**TASK OBJECTIVE:** Reproduce exactly the lines below from the one containing "Enables area editing" through the one containing "Does not break contextual area editing.", including both, and nothing else.

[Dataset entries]
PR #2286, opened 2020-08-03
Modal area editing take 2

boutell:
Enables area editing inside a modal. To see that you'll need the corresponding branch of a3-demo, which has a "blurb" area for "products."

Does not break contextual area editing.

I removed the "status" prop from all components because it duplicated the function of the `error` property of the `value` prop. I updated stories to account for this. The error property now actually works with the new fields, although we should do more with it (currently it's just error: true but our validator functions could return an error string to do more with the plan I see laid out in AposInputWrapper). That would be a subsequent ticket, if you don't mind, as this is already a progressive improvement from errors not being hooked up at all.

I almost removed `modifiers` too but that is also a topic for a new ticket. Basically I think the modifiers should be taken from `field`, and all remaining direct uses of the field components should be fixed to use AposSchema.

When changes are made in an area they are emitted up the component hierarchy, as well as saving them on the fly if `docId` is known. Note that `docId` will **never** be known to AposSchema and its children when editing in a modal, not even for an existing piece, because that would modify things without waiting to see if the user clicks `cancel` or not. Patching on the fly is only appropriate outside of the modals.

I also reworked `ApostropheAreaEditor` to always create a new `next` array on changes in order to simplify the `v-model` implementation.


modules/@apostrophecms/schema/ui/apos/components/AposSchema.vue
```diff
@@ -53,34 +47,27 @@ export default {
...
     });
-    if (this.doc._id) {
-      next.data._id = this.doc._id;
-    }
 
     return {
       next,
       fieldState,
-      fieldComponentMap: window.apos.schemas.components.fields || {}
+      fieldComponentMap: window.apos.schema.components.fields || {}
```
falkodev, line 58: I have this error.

**TASK RESPONSE:**
Enables area editing inside a modal. To see that you'll need the corresponding branch of a3-demo, which has a "blurb" area for "products."

Does not break contextual area editing.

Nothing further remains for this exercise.